_What needs to be done_
The number of lines below containing the word "context" is all that should be returned.

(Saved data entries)
▬▬▬▬▬▬▬▬▬▬
PR #957, opened 2020-01-22
add PercentEscaperTest

elharo:
@frankyn I can't find any evidence that my previous change had an effect here.


frankyn:
Followed-up through chat. You're right. I reverted your change locally and my tests still pass. The fix is already in master AFAICT.

PR #959, opened 2020-01-24
Deprecate plusForSpace

elharo:
@chingor13 @frankyn This should be fully backwards compatible at an an API and behavior level. However it does strongly warn developers not to encode spaces as plus. I'd prefer to disable that completely, but the last time we tried that it broke some downstream projects, so this is a more nudging approach to get clients to stop doing this.


frankyn:
@elharo could you verify which google projects are using this?

I'd prefer not having customers start seeing deprecation warnings that we didn't prepare for first.

elharo:
Most usages of this should be in our own libraries; e.g. in java-storage. This client is rarely called directly by third party code, so I don't expect a lot of deprecation warnings in customer builds.

PR #983, opened 2020-02-23
fix for #982

### LINKED ISSUE #982: calling getCurrentToken() twice in com.google.api.client.json.JsonParser
In com.google.api.client.json.JsonParser in parseValue(Field, Type, ArrayList, Object, CustomizeJsonParser, boolean) at about line 720 local member JsonToken token is declared and assigned with call to getCurrentToken(). Two lines below the switch() calls getCurrentToken() again instead of use just declared and assigned token local member. Should be refactored so the switch uses the just declared and assigned member.

cryptearth:
changed switch parameter in parseValue from calling getCurrentToken() again to just declared and assigned local member "token" two lines above

Fixes #982


cryptearth:
@googlebot I signed it!

PR #1068, opened 2022-08-29
connectivity: Add more tests 

sayboras:
### Description

Couple of more connectivity tests, please refer to individual commit for more details.

I will remote temp commit after first round of review.

### DIFF
--- a/.github/workflows/gke.yaml
+++ b/.github/workflows/gke.yaml
@@ -36,7 +36,7 @@ jobs:
   installation-and-connectivity:
     if: ${{ github.repository == 'cilium/cilium-cli' }}
     runs-on: ubuntu-latest
-    timeout-minutes: 30
+    timeout-minutes: 45
     steps:
       - name: Checkout
         uses: actions/checkout@2541b1294d2704b0964813337f33b291d3f8596b
@@ -128,7 +128,7 @@ jobs:
 
       - name: Wait for test job
         env:
-          timeout: 15m
+          timeout: 30m
         run: |
           # Background wait for job to complete or timeout
           kubectl -n kube-system wait job/cilium-cli --for=condition=complete --timeout=${{ env.timeout }} &
--- a/connectivity/suite.go
+++ b/connectivity/suite.go
@@ -33,6 +33,12 @@ var (
 	//go:embed manifests/deny-all-entities.yaml
 	denyAllEntitiesPolicyYAML string
 
+	//go:embed manifests/allow-cluster-entity.yaml
+	allowClusterEntityPolicyYAML string
+
+	//go:embed manifests/allow-host-entity.yaml
+	allowHostEntityPolicyYAML string
+
 	//go:embed manifests/allow-all-except-world.yaml
 	allowAllExceptWorldPolicyYAML string
 	//go:embed manifests/allow-all-except-world-pre-v1.11.yaml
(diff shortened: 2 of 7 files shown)


.github/workflows/gke.yaml
```diff
@@ -35,7 +35,7 @@ jobs:
   installation-and-connectivity:
     if: ${{ github.repository == 'cilium/cilium-cli' }}
     runs-on: ubuntu-latest
-    timeout-minutes: 30
+    timeout-minutes: 45
```
joamaki, line 38: commit message says increase timeout for GKE and External Workload, but only gke.yaml changed.

joamaki (approved):

.github/workflows/gke.yaml
sayboras: thanks, external workload was done in parrallel and got merged to master, I will update commit message along with temp commit later.

christarazi (approved):

sayboras:
All the tests are passed, waiting for reviews then I will remove temp commit.

.github/in-cluster-test-scripts/external-workloads.sh
```diff
@@ -4,7 +4,7 @@ set -x
 set -e
 
 # Run connectivity test
-cilium connectivity test --debug --all-flows
+cilium connectivity test --debug --all-flows --test '!host-entity.*'
```
joestringer, line 7: Can you document why these tests are being skipped in the code? If there is an outstanding issue that we need to solve in order to run these tests in this environment, can you file an issue or link it here?

.github/in-cluster-test-scripts/multicluster.sh
```diff
@@ -56,4 +56,4 @@ sleep 10s
 [[ $(pgrep -f "cilium.*hubble.*port-forward|kubectl.*port-forward.*hubble-relay" | wc -l) == 2 ]]
 
 # Run connectivity test
-cilium --context "${CONTEXT1}" connectivity test --debug --multi-cluster "${CONTEXT2}" --test '!/*-deny,!/pod-to-.*-nodeport' --all-flows
+cilium --context "${CONTEXT1}" connectivity test --debug --multi-cluster "${CONTEXT2}" --test '!cluster-entity*,!/*-deny,!/pod-to-.*-nodeport' --all-flows
```
joestringer, line 59: Same here, could you document the reasons?

I'm not sure why we're skipping some of those other ones either, but it makes me wonder about them. I would have thought that multi-cluster should also test cluster entity to confirm the behaviour between clusters. Once we've added these tests into the CLI, any users may start running these tests, including the ones that we are skipping in CI. They won't have the benefit of the github action telling them which tests are good and which ones are bad.

joestringer (changes requested):
> waiting for reviews then I will remove temp commit.

I'm glad you mentioned it, I usually skip PRs with temp commits :sweat_smile: 

Couple of comments on skipped tests, please document why for future developers. The tests themselves LGTM though.

joestringer:
Just to help the protocol, I've added `dont-merge/preview-only` while there is a temporary commit. This way, even if you had all reviews :+1: and all tests passing, it's still communicating that this PR should not be merged in the current state. Feel free to remove the label when you have dropped the temporary commit.

.github/in-cluster-test-scripts/multicluster.sh
sayboras: not sure about other tests, but for cluster entity, it's mainly due to below the particular setting, which is to restrict only local cluster label.

https://github.com/cilium/cilium/blob/master/pkg/policy/api/entity.go#L126

.github/in-cluster-test-scripts/external-workloads.sh
sayboras: I have added remote-note in policy, so that we don't need to skip this test.

.github/in-cluster-test-scripts/multicluster.sh
sayboras: I have adjusted the test, so that we only verify for local node.

sayboras:
GKE was passed previously after timeout increase, all comments are incorporated, temp commit was removed. Marking this ready to review again.

connectivity/suite.go
```diff
@@ -197,6 +212,64 @@ func Run(ctx context.Context, ct *check.ConnectivityTest) error {
...
+			return check.ResultDrop, check.ResultNone
+		})
+
+	// This policy allows cluster entity
+	ct.NewTest("cluster-entity").
+		WithPolicy(allowClusterEntityPolicyYAML).
+		WithScenarios(
+			// Only enable to local cluster for now due to the below
+			// https://github.com/cilium/cilium/blob/88c4dddede2a3b5b9a7339c1316a0dedd7229a26/pkg/policy/api/entity.go#L126
+			tests.PodToPod(tests.WithDestinationLabelsOption(map[string]string{"name": "other-same-node"})),
```
joestringer, line 257: :+1: sorta makes sense but also I think this is effectively API at this point. Ie, we should test that "cluster" does not allow traffic from pods in one cluster to pods in another cluster.

connectivity/suite.go
```diff
@@ -197,6 +212,64 @@ func Run(ctx context.Context, ct *check.ConnectivityTest) error {
 			return check.ResultOK, check.ResultDrop
 		})
 
+	// This policy denies all ingresses by default
+	ct.NewTest("all-ingress-deny").
+		WithPolicy(denyAllIngressPolicyYAML).
+		WithScenarios(
+			tests.PodToPod(),
+			tests.PodToCIDR(), // This should be allowed by the policy
```
joestringer, line 220: It would be more explicit to lay this out further:
- Pod to Pod fails because there is no egress policy (so that part works) but then at the destination there is ingress policy that denies the traffic.
- Egress to world works because there is no egress policy, then when replies come back, they are considered as "replies" to the outbound connection so they are not subject to ingress policy.

joestringer (commented):
Couple of minor comments but I think this makes sense :+1:

connectivity/suite.go
sayboras: good point, I have added the negative test for multi cluster case :100:

connectivity/suite.go
sayboras: agreed :100: 

There is a related PR to make sure that we will verify if the traffic is dropped due to which direction (e.g. Ingress or Egress)

https://github.com/cilium/cilium-cli/pull/1095

joestringer (approved):

PR #1069, opened 2022-08-30
Add L7 HTTP method test

nebril:


connectivity/tests/pod.go
```diff
@@ -108,7 +136,11 @@ func curlEndpoints(ctx context.Context, s check.Scenario, t *check.Test,
 				"X-Very-Secret-Token": "42",
 			})
 			t.NewAction(s, epName, client, ep).Run(func(a *check.Action) {
-				a.ExecInPod(ctx, curl(ep, "-H", "X-Very-Secret-Token: 42"))
+				opts := make([]string, 0, len(curlOpts)+2)
```
sayboras, line 139: +2 or +1 :thinking:

connectivity/manifests/client-egress-l7-http-method.yaml
```diff
@@ -0,0 +1,30 @@
+---
+# client2 is allowed to contact the echo Pod
+# on port 8080 via POST method. HTTP introspection is enabled for client2.
+# The toFQDNs section relies on DNS introspection being performed by
+# the client-egress-only-dns policy.
+apiVersion: "cilium.io/v2"
+kind: CiliumNetworkPolicy
+metadata:
+  namespace: cilium-test
+  name: client-egress-l7-http-method
```
sayboras, line 10: nit: test name could be same as policy name for faster reference (e.g. client-egress-l7-method)

sayboras (approved):
Small comments as per below, but not a blocker.

LGTM :100:

connectivity/tests/pod.go
nebril: `"-H", "X-Very-Secret-Token: 42"` are two args I think :thinking:

sayboras: and that is why there are three types of people in the world, those can count, and those can't :sweat:

PR #1078, opened 2022-09-04
helm: Add support for remote chart version

sayboras:
### Description

Currently, the cilium charts are embedded inside cilium cli binary,
which will require a new cilium/charts bump in go.mod and then a new
release for cilium-cli. It's making sense to do so if some other code
changes are required to make installation working for new char version,
but most of the time, only go.mod upgrade is required.

This commit is to add the capability to install new chart version without
the need of releasing or installing new cilium-cli.

### Testing

The changes are tested on top of commit 4fc8b226 (i.e. v1.13.0-rc0 is not
supported). 

```
# Trying to download invalid version v1.14.0
$ ./cilium install --version 1.14.0   
chart "cilium" version "1.14.0" not found in https://helm.cilium.io repository

# Trying to install v1.13.0-rc0
$ ./cilium install --version 1.13.0-rc0
🔮 Auto-detected Kubernetes kind: minikube
✨ Running "minikube" validation checks
✅ Detected minikube version "1.26.1"
ℹ️  Using Cilium version 1.13.0-rc0
..

$ ./cilium status
    /¯¯\
 /¯¯\__/¯¯\    Cilium:         OK
 \__/¯¯\__/    Operator:       OK
 /¯¯\__/¯¯\    Hubble:         disabled
 \__/¯¯\__/    ClusterMesh:    disabled
    \__/

Deployment        cilium-operator    Desired: 1, Ready: 1/1, Available: 1/1
DaemonSet         cilium             Desired: 1, Ready: 1/1, Available: 1/1
Containers:       cilium             Running: 1
                  cilium-operator    Running: 1
Cluster Pods:     1/1 managed by Cilium
Image versions    cilium             quay.io/cilium/cilium-ci:latest: 1
                  cilium-operator    quay.io/cilium/operator-generic-ci:latest: 1
                  
 $ ./cilium hubble enable           
🔑 Found CA in secret cilium-ca
...
✨ Patching ConfigMap cilium-config to enable Hubble...
🚀 Creating ConfigMap for Cilium version 1.13.0-rc0...
♻️  Restarted Cilium pods
               
```

### DIFF
--- a/internal/helm/helm.go
+++ b/internal/helm/helm.go
@@ -183,7 +183,7 @@ func newClient(namespace, k8sVersion string) (*action.Install, error) {
 	return helmClient, nil
 }
 
-func newChartFromCiliumVersion(ciliumVersion semver2.Version) (*chart.Chart, error) {
+func newChartFromEmbeddedFile(ciliumVersion semver2.Version) (*chart.Chart, error) {
 	helmTgz, err := helm.HelmFS.ReadFile(fmt.Sprintf("cilium-%s.tgz", ciliumVersion))
 	if err != nil {
 		return nil, fmt.Errorf("cilium version not found: %s", err)
@@ -216,7 +216,7 @@ func GenManifests(
 			return nil, err
 		}
 	} else {
-		helmChart, err = newChartFromCiliumVersion(ciliumVer)
+		helmChart, err = newChartFromEmbeddedFile(ciliumVer)
 		if err != nil {
 			return nil, err
 		}
@@ -332,7 +332,7 @@ func ResolveHelmChartVersion(versionFlag, chartDirectoryFlag string) (semver2.Ve
 		if err != nil {
 			return semver2.Version{}, err
 		}
-		if _, err = newChartFromCiliumVersion(version); err != nil {
+		if _, err = newChartFromEmbeddedFile(version); err != nil {
 			return semver2.Version{}, err
 		}
 		return version, nil
--- a/internal/helm/helm.go
+++ b/internal/helm/helm.go
@@ -7,7 +7,11 @@ package helm
 import (
 	"bytes"
 	"context"
+	"errors"
 	"fmt"
+	"io/fs"
+	"os"
+	"path"
 	"regexp"
 	"sort"
 	"strings"
@@ -29,6 +33,8 @@ import (
 	"helm.sh/helm/v3/pkg/strvals"
 	corev1 "k8s.io/api/core/v1"
 )
+
+const ciliumChart = "https://helm.cilium.io"
 
 var settings = cli.New()
 
@@ -186,7 +192,7 @@ func newClient(namespace, k8sVersion string) (*action.Install, error) {
 func newChartFromEmbeddedFile(ciliumVersion semver2.Version) (*chart.Chart, error) {
 	helmTgz, err := helm.HelmFS.ReadFile(fmt.Sprintf("cilium-%s.tgz", ciliumVersion))
 	if err != nil {
-		return nil, fmt.Errorf("cilium version not found: %s", err)
+		return nil, fmt.Errorf("cilium version not found: %w", err)
 	}
 
 	// Check chart dependencies to make sure all are present in /charts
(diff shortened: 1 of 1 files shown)


michi-covalent (approved):

internal/helm/helm.go
```diff
@@ -197,6 +203,33 @@ func newChartFromDirectory(directory string) (*chart.Chart, error) {
...
+	}
+	file := path.Join(pull.DestDir, fmt.Sprintf("cilium-%s.tgz", ciliumVersion))
+	defer func() {
+		_ = os.Remove(file)
+	}()
+	helmTgz, err := os.ReadFile(file)
+	if err != nil {
+		return nil, err
+	}
+	return loader.LoadArchive(bytes.NewReader(helmTgz))
```
kaworu, line 230: Since [loader.LoadArchive](https://github.com/sayboras/cilium-cli/blob/2b9f0ead4fe18825429081e75659064593dd988b/vendor/helm.sh/helm/v3/pkg/chart/loader/archive.go#L189) needs a `io.Reader`, do we need to read the whole file at once here?

```suggestion
	fd, err := os.Open(file)
	if err != nil {
		return nil, err
	}
	defer fd.Close()
	return loader.LoadArchive(fd)
```

sayboras: Good point, I need to admit that I copied this piece from another loader 🥲

internal/helm/helm.go
```diff
@@ -197,6 +203,33 @@ func newChartFromDirectory(directory string) (*chart.Chart, error) {
...
+func newChartFromRemote(ciliumVersion semver2.Version) (*chart.Chart, error) {
+	pull := action.NewPullWithOpts(action.WithConfig(new(action.Configuration)))
+	pull.Settings = settings
+	pull.RepoURL = ciliumChart
+	pull.Version = ciliumVersion.String()
+
+	tempDir, err := os.MkdirTemp("", "cilium-cli")
+	if err != nil {
+		return nil, err
+	}
```
kaworu, line 215: from the [`os.MkdirTemp`](https://pkg.go.dev/os#MkdirTemp) doc:

> […] It is the caller's responsibility to remove the directory when it is no longer needed.

```suggestion
	}
	defer os.RemoveAll(tempDir)
```

internal/helm/helm.go
```diff
@@ -218,7 +251,13 @@ func GenManifests(
...
-			return nil, err
+			if !errors.Is(err, fs.ErrNotExist) {
+				return nil, err
+			}
+			helmChart, err = newChartFromRemote(ciliumVer)
+			if err != nil {
+				return nil, err
+			}
 		}
 	}
```
kaworu, line 262: nit: I feel like this logic could be extracted in its own `func` to avoid further nesting.

internal/helm/helm.go
```diff
@@ -333,7 +372,13 @@ func ResolveHelmChartVersion(versionFlag, chartDirectoryFlag string) (semver2.Ve
 			return semver2.Version{}, err
 		}
 		if _, err = newChartFromCiliumVersion(version); err != nil {
-			return semver2.Version{}, err
+			if !errors.Is(err, fs.ErrNotExist) {
+				return semver2.Version{}, err
+			}
+			_, err = newChartFromRemote(version)
```
kaworu, line 378: If I understand correctly, when `cilium install --version $REMOTE_CILIUM_VERSION` is executed, we will fetch the charts _twice_ (once we[ setup the `k8sInstaller`](https://github.com/cilium/cilium-cli/blob/f5b079c42bc417541f8bb7c88ddc95b171728ee0/install/install.go#L365), and again when [performing the installation](https://github.com/cilium/cilium-cli/blob/f5b079c42bc417541f8bb7c88ddc95b171728ee0/install/install.go#L619)).

I think here we should be able to do something akin to `helm search repo cilium/cilium --version $REMOTE_CILIUM_VERSION`  (i.e. validating that the version is published) without having to fetch the whole Charts. Does that make sense?

kaworu (changes requested):
Thanks for the update @sayboras. I took a closer look, and I still have a question about double fetching the charts (couple of nits on the way).

internal/helm/helm.go
```diff
@@ -218,7 +251,13 @@ func GenManifests(
 	} else {
 		helmChart, err = newChartFromCiliumVersion(ciliumVer)
```
squeed, line 252: suggestion: rename this to `newChartFromLocal` or something similar.

sayboras:
> Does it make sense for `cilium-cli` to maintain a cache of downloaded charts? The standard is for it to live in `$XDG_CACHE_HOME`, defaulting to `~/.cache`.

Good point, this will help to avoid double download (into temp dir) as what Alex mentioned above. 

I will adjust the patch soon.

squeed (approved):
Looks great!

internal/helm/helm.go
```diff
@@ -197,6 +203,55 @@ func newChartFromDirectory(directory string) (*chart.Chart, error) {
...
+// newChartFromRemoteWithCache fetches the chart from remote repository, the chart file
+// is then stored in the local cache directory for future usage.
+func newChartFromRemoteWithCache(ciliumVersion semver2.Version) (*chart.Chart, error) {
+	cacheDir, err := ciliumCacheDir()
+	if err != nil {
+		return nil, err
+	}
+
+	file := path.Join(cacheDir, fmt.Sprintf("cilium-%s.tgz", ciliumVersion))
+	if _, err = os.Stat(file); err != nil {
```
kaworu, line 215: nit: I would directly try `os.Open` here and fallback to fetching on `fs.ErrNotExist`. I don't see an problem here, but this kind of pattern can run into TOCTOU issues.

kaworu (approved):
Thanks @sayboras!

internal/helm/helm.go
sayboras: I park this one right now, as we might eventually need to read the file one more time.

PR #1095, opened 2022-09-19
policy: Add support for drop direction and reason

### LINKED ISSUE #1046: Add traffic drop sub reasons and do validation for those
Right now, when doing flow validation, the result only checks if the traffic is dropped: https://github.com/cilium/cilium-cli/blob/173587006fb0760e259ca4296db62dd6ed6f1406/connectivity/check/policy.go#L197-L198. It is not checking why and where exactly the traffic was dropped.

However, traffic can be dropped for multiple reasons such as routing problems, iptables, etc. Thus, we should have sub reasons for why a traffic is dropped so that we can be sure that the end result of a test is actually the one that we should be expecting to see.

Some examples are:
- Traffic dropped by a deny policy
- Traffic dropped at ingress of a pod
- Traffic dropped at egress of a pod

sayboras:
Please refer to individual commit for more details.

Fixes #1046

### DIFF
--- a/connectivity/check/policy.go
+++ b/connectivity/check/policy.go
@@ -11,6 +11,7 @@ import (
 	"strings"
 	"time"
 
+	flowpb "github.com/cilium/cilium/api/v1/flow"
 	ciliumv2 "github.com/cilium/cilium/pkg/k8s/apis/cilium.io/v2"
 	"github.com/cilium/cilium/pkg/k8s/client/clientset/versioned/scheme"
 	metav1 "k8s.io/apimachinery/pkg/apis/meta/v1"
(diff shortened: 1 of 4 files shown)


connectivity/suite.go
```diff
@@ -345,13 +350,13 @@ func Run(ctx context.Context, ct *check.ConnectivityTest) error {
 		WithPolicy(echoIngressICMPDenyPolicyYAML). // Deny ICMP traffic from client to another client
 		WithFeatureRequirements(check.RequireFeatureEnabled(check.FeatureICMPPolicy)).
 		WithScenarios(
-			tests.PodToPod(),       // Client to echo traffic should be allowed
+			//tests.PodToPod(),       // Client to echo traffic should be allowed
```
tklauser, line 353: Why is this commented out?

connectivity/check/policy.go
```diff
@@ -138,6 +139,20 @@ func deleteCNP(ctx context.Context, client *k8s.Client, cnp *ciliumv2.CiliumNetw
...
+	}
+
+	policyDenyReason = func(flow *flowpb.Flow) bool {
+		return flow.GetDropReasonDesc() == flowpb.DropReason_POLICY_DENY
+	}
+
+	defaultDenyReason = func(flow *flowpb.Flow) bool {
+		return flow.GetDropReasonDesc() == flowpb.DropReason_POLICY_DENIED
+	}
+)
```
tklauser, line 154: Any reason to not just make these plain `func`s?

connectivity/suite.go
sayboras: sorry, it was unintentional as part of debugging :100:

connectivity/check/policy.go
sayboras: Good catch :100:

aanm (approved):

sayboras:
Force push to rebase with master and update drop result for newly added test (e.g. cluster-entity, host-identity, etc)

tklauser (approved):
▬▬▬▬▬▬▬▬▬▬
_Written response_
8